All they did was

 「趣味」(hobby) というのは、私を始めとして、趣味を持たない人間には一種の謎である。そこで、趣味というものが成立するための形式的な条件について少し考えてみたい。

 「何を趣味にしているのか」という問いに対し「趣味は仕事」などと答えて得意になっている人がいるけれども、大抵の場合、「趣味は仕事」という文は、「生活の糧を得るために従事している労働の内容が積極的な仕方で関心を惹きつけることで生活が充実している」ことの短縮表現であり、「趣味はない」という文の言い換えにすぎない。「趣味は仕事」などとうそぶく人が労働を趣味としているわけではないと考えるのが自然である。そもそも、常識に従うなら、趣味というものは、基本的に報酬とは無縁の活動であるはずであり、この意味においても、「趣味は仕事」は、上の問いに対する適切な答えではないと言うことができる。

 夏目漱石は、1911(明治44)年に行われた講演「道楽と職業」において、みずからの重要なキーワードである「他人本位」/「自己本位」を「職業」/「道楽」の区別に重ね合わせる。漱石によれば、他人の利益のために働いて報酬を得るのが職業であり、自分自身の満足のために従事するのが道楽となる。漱石のこの区分が妥当であるなら、「趣味」なるものは、道楽であるか、あるいは、少なくとも道楽の重要な一形態であると考えねばならない。

 趣味は、自己本位を本質とする活動であり、他人本位の労働と対立する。趣味は、それ自体が目的であるような活動なのである。
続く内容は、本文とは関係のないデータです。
PR #552, opened 2017-05-24
adding Citroen TPMS device

zuckschwerdt:
Another TPMS protocol. Similar to Schrader and Steelmate in FSK, Manchester and packet layout.


merbanan:
Thanks, don't forget samples if there are none.

PR #561, opened 2017-06-06
Fix hex output padding for unit ID field for lightwaverf.

darrenbuse:
When printing the unit ID hex value for lightwaverf devices there is no padding to handle any leading '0's of the individual bytes that make up the ID. If any of the bytes have a value less than 0x0F only a single character is printed, as these are then concatenated together an incorrect value is produced.

Example:
Correct Unit ID: F10F6F is incorrectly printed as: F1F6F (missing '0')


merbanan:
Thanks.

PR #562, opened 2017-06-09
Thermopro TP-11.

pekon:
I tested this with my device. I'll send a separate pull request with the test files.

### DIFF
--- a/src/devices/thermopro_tp11.c
+++ b/src/devices/thermopro_tp11.c
@@ -39,21 +39,18 @@ static int valid(unsigned data, unsigned check) {
 }
 
 static int thermopro_tp11_sensor_callback(bitbuffer_t *bitbuffer) {
+    if (bitbuffer->num_rows < 3) return 0;
     bitrow_t *bb = bitbuffer->bb;
-    data_t *data;
-    char time_str[LOCAL_TIME_BUFLEN];
-    local_time_str(0, time_str);
     int good = -1;
 
-    for (int i = 0; good < 0 && i < 4; i++) {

だから、知り合いを作りたくて碁会所に通う人にとって、囲碁は趣味ではなく、単なる口実にすぎないことになる。

 趣味は、自己目的的な活動、誰から強いられるわけでもない活動であり、自由な活動であり、このかぎりにおいて、人間に固有の活動である。なぜなら、動物は、生存の必要とは無縁の活動に従事する能力を欠いており、外的な状況によって強いられないかぎり何もしないからである。
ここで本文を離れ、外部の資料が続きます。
PR #573, opened 2017-07-07
replace binary literals with hex

zuckschwerdt:
Since we are targeting C99 (or rather gnu99) we can not use binary literals. It will work with recent GCC (and Clang) but I still have older (Clang) releases that do not support this extension.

 とはいえ、趣味が趣味として成立するには、職業に要求される以上の自発性、主体性が必要となる。趣味というのは、純粋の能動なのである。もの言わぬ自然、もの言わぬ素材に働きかけ、ときにはこれを変形し(盆栽、陶芸、料理など)、ときにはこれを制御し(乗馬、サーフィン、登山、楽器など)、ときには何かを取り出す(釣り、彫刻など)……、「趣味」と呼ばれるものに手先を使うアナログなものが多いのは、趣味が本質的に能動的なものであることを考えるなら、至極当然なのである。(同じ理由により、空いた時間にスマートフォンをダラダラといじることを「趣味」と見なすことはできない。さらに、テレビゲームが趣味となりうるかどうかということもまた、問題となりうるであろう。)

 「趣味を持つのはよいことである」「老後の生活を充実させるために何か趣味を持て」などという平凡な忠告には深い意味がある。趣味というのは、これが本当の意味における趣味であるかぎり、人間の人間らしさを表すものだからである。人間として生きるということは、何か趣味を持つことと同じであると言ってもよい。もちろん、絵画、彫刻、釣り、蕎麦打ち、盆栽、陶芸、囲碁、旅行などの趣味は、その本質的な部分に関しコンサマトリーであり非生産的である。(だから、その面白さを他人に説明するのが難しく、完全な門外漢が新たに参入し面白さを見つけるのは容易ではない。)しかし、純粋に自由で能動的な活動であるかぎり、どのようなものでも趣味となるのであり、自分なりの趣味を見つけることは、普通に考えられている以上に大切な課題であるに違いない。